Dataset items:
#####

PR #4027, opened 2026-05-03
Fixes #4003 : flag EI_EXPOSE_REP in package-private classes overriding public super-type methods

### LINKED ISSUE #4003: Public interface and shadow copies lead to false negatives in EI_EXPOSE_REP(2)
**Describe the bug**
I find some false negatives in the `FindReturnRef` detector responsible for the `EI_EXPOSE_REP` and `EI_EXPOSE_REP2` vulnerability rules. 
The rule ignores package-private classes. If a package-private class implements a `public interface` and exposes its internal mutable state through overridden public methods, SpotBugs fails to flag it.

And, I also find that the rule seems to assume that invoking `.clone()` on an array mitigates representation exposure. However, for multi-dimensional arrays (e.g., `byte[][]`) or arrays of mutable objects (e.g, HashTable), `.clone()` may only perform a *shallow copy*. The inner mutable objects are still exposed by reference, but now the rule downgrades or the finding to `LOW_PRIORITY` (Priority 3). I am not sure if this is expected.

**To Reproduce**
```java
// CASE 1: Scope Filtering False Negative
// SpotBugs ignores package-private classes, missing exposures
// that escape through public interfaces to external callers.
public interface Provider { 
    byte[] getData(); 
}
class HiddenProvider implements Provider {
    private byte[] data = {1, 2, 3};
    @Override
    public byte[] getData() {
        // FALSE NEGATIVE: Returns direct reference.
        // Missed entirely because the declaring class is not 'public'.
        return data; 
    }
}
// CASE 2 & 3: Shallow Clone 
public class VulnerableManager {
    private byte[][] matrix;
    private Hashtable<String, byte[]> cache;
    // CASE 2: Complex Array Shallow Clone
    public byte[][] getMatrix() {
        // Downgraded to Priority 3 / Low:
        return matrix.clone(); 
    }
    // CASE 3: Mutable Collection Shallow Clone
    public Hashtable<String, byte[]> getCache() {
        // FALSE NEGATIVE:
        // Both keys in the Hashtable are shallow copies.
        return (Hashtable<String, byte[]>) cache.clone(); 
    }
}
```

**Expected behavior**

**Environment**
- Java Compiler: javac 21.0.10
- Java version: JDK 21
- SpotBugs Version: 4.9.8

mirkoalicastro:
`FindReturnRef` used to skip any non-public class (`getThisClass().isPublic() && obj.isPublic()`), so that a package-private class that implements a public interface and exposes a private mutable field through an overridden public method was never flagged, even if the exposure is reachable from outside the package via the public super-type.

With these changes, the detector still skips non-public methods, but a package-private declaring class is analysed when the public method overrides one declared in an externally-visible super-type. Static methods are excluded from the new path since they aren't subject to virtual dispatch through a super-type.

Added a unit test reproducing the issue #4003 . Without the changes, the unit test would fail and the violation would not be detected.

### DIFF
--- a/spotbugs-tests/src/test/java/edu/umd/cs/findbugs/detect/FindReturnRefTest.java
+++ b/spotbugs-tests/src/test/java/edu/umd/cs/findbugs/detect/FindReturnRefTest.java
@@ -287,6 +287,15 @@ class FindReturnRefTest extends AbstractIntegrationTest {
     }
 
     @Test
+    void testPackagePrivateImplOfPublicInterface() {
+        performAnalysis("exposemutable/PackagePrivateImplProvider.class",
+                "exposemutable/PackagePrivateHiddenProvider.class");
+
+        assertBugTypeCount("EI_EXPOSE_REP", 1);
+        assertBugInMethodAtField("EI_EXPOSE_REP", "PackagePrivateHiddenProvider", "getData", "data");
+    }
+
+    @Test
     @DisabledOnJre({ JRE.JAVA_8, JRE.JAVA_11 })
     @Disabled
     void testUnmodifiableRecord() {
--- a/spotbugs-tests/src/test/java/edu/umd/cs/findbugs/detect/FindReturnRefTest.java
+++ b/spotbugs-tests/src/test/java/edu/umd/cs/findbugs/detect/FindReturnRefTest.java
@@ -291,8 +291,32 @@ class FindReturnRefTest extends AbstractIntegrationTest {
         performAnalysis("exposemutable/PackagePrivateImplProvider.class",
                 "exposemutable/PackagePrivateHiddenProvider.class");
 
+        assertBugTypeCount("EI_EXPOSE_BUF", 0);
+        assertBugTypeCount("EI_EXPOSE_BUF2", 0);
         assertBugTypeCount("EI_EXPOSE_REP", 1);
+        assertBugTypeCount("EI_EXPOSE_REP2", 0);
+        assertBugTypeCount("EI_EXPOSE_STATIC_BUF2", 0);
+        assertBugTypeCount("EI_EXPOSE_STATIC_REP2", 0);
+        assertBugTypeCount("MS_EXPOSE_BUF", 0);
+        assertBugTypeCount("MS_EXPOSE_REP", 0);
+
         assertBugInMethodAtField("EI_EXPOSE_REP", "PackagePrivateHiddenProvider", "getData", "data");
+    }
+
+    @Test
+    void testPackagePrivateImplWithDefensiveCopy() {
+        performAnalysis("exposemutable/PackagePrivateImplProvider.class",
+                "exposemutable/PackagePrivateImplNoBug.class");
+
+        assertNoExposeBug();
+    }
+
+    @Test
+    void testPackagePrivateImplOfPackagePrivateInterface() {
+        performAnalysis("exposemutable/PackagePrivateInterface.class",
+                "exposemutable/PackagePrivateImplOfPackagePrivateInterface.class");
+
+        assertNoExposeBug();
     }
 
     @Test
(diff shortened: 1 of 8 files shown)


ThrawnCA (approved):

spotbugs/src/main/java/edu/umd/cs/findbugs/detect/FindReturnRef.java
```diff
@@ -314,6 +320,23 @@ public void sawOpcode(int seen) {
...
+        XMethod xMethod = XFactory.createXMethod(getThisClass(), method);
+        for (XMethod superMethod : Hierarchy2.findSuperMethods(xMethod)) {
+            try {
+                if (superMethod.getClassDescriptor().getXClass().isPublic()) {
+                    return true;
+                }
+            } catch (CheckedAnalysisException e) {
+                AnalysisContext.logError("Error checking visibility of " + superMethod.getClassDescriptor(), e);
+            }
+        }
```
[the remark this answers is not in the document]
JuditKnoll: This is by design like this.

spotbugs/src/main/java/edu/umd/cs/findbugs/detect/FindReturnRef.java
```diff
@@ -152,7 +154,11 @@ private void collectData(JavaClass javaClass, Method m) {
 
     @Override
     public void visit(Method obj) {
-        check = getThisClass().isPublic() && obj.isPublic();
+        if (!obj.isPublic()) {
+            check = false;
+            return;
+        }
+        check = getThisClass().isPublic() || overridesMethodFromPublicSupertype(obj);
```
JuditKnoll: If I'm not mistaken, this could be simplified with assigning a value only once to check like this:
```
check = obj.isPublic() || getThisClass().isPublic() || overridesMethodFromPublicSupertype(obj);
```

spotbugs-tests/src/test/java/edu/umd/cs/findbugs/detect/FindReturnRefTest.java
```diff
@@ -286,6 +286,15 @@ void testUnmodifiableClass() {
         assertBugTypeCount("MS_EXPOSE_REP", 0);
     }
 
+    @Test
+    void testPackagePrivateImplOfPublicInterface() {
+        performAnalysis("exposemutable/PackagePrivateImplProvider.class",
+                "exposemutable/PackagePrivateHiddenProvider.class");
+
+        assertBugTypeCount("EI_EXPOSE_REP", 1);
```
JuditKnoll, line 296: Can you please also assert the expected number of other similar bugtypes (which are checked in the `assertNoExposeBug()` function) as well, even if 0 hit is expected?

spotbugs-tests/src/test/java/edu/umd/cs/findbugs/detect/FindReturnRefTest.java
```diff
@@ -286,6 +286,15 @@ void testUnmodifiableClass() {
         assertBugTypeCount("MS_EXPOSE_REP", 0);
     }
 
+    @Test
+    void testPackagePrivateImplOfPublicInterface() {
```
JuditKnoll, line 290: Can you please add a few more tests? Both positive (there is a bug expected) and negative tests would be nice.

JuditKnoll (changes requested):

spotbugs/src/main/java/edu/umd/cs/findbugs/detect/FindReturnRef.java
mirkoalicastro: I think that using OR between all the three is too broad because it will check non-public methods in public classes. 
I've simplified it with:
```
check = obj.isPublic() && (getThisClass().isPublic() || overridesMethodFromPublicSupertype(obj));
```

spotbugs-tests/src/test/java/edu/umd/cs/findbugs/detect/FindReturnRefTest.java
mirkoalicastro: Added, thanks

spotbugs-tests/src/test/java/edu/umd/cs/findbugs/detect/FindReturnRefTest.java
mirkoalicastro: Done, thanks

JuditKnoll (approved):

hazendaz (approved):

#####

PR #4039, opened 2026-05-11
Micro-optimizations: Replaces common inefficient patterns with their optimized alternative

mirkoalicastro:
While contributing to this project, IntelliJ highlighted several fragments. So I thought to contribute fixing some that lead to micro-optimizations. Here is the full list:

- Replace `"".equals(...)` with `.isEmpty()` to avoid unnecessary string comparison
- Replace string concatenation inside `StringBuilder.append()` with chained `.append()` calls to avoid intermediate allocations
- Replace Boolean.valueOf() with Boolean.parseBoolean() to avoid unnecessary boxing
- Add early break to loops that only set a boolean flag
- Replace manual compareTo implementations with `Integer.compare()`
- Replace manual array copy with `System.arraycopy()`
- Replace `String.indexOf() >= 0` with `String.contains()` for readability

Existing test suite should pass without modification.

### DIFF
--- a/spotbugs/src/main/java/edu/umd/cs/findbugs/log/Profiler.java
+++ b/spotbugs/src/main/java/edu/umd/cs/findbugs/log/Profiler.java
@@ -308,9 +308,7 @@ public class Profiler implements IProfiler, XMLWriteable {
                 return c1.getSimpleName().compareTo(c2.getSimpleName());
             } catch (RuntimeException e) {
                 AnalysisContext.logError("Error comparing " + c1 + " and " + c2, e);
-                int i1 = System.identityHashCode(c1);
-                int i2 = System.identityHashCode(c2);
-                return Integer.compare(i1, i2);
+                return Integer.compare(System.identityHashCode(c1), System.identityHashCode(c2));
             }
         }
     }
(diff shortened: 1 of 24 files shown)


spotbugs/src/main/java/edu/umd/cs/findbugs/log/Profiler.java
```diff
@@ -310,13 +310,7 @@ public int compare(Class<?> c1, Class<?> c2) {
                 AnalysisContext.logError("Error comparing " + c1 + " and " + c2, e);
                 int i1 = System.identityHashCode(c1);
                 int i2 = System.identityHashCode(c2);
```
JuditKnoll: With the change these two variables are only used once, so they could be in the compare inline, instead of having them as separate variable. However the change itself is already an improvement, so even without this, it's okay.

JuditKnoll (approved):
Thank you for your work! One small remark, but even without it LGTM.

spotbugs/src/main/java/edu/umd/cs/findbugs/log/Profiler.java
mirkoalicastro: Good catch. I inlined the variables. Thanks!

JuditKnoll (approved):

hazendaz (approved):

#####

__Exercise__: Copy each line above where the string "PackagePrivateHiddenProvider" occurs.

__Solution below__:
+                "exposemutable/PackagePrivateHiddenProvider.class");
+        assertBugInMethodAtField("EI_EXPOSE_REP", "PackagePrivateHiddenProvider", "getData", "data");
                 "exposemutable/PackagePrivateHiddenProvider.class");
         assertBugInMethodAtField("EI_EXPOSE_REP", "PackagePrivateHiddenProvider", "getData", "data");
+                "exposemutable/PackagePrivateHiddenProvider.class");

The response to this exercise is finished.